PR #1903, opened 2025-11-05
kata/runtime: assign GPU devices to multiple containers

charludo:
When we switched from NVIDIA CTK hooks to CDI specs in #1835, we lost the ability to mount the GPU into containers that did not request a GPU with extended resources. While this is the intended behavior of CDI and extended resources (see [cdi.md](https://github.com/edgelesssys/contrast/blob/607e0000fdd8367a79f51ff6eb43696e83745565/dev-docs/nvidia/cdi.md)), we are implementing a workaround here that restores the old hook behavior: all containers with an environment variable `NVIDIA_VISIBLE_DEVICES=all` will receive all GPUs and their corresponding library mounts.

---

Original PR description:

https://github.com/edgelesssys/contrast/pull/1896#discussion_r2483852706 was surprisingly simple to implement. From my testing, both all pod-known GPU(s) and the corresponding Nvidia libs are handed to any container in the pod with
```yaml
- env:
  - name: NVIDIA_VISIBLE_DEVICES
    value: all
```
set.

We could potentially expand on this by parsing the actual value of that envvar and using it to only hand through specific GPUs, but
- that would (afaict) require specifying the VFIO num from the host CDI config, so not super portable,
- and there's probably not really a usecase for this (?)

I am also, unfortunately, pretty sure that this is a "forever-patch" and we will *not* get this merged into upstream kata.

### DIFF
--- a/internal/kuberesource/sets.go
+++ b/internal/kuberesource/sets.go
@@ -671,17 +671,31 @@ func GPU() []any {
 				WithSpec(PodSpec().
 					WithContainers(
 						Container().
-							WithName("gpu-tester").
+							WithName("gpu-tester-direct"). // This container directly requests the H100 resource.
+							WithImage("ghcr.io/edgelesssys/contrast/ubuntu:24.04@sha256:0f9e2b7901aa01cf394f9e1af69387e2fd4ee256fd8a95fb9ce3ae87375a31e6").
+							WithCommand("/bin/sh", "-c", "sleep inf").
+							WithResources(ResourceRequirements().
+								WithMemoryLimitAndRequest(400). // This accounts for nvidia-smi and the guest pull overhead.
+								WithLimits(corev1.ResourceList{
+									corev1.ResourceName("nvidia.com/GH100_H100_PCIE"): resource.MustParse("1"),
+								}),
+							),
+						Container().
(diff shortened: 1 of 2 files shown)


packages/by-name/kata/runtime/package.nix
thomasten, line 1: Can we cover this feature in the gpu e2e test?

internal/kuberesource/sets.go
```diff
@@ -671,18 +671,25 @@ func GPU() []any {
...
 								WithLimits(corev1.ResourceList{
 									corev1.ResourceName("nvidia.com/GH100_H100_PCIE"): resource.MustParse("1"),
 								}),
 							),
+						Container().
+							WithName("gpu-tester-indirect"). // This container indirectly shares the H100 through the NVIDIA_VISIBLE_DEVICES env var.
+							WithImage("ghcr.io/edgelesssys/contrast/ubuntu:24.04@sha256:0f9e2b7901aa01cf394f9e1af69387e2fd4ee256fd8a95fb9ce3ae87375a31e6").
+							WithCommand("/bin/sh", "-c", "sleep inf").
+							WithEnv(EnvVar().
+								WithName("NVIDIA_VISIBLE_DEVICES").WithValue("all"),
```
katexochen, line 688: Can we add a third container that has the env not set and check that it has no access to the GPU?

katexochen (approved):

□ □ □

▶ Your instructions:
Among the entries above, the line containing "the pod with", the line containing "We could potentially", and all lines between them are to be restated word for word; nothing else belongs in the reply.

▶ The answer:
https://github.com/edgelesssys/contrast/pull/1896#discussion_r2483852706 was surprisingly simple to implement. From my testing, both all pod-known GPU(s) and the corresponding Nvidia libs are handed to any container in the pod with
```yaml
- env:
  - name: NVIDIA_VISIBLE_DEVICES
    value: all
```
set.

We could potentially expand on this by parsing the actual value of that envvar and using it to only hand through specific GPUs, but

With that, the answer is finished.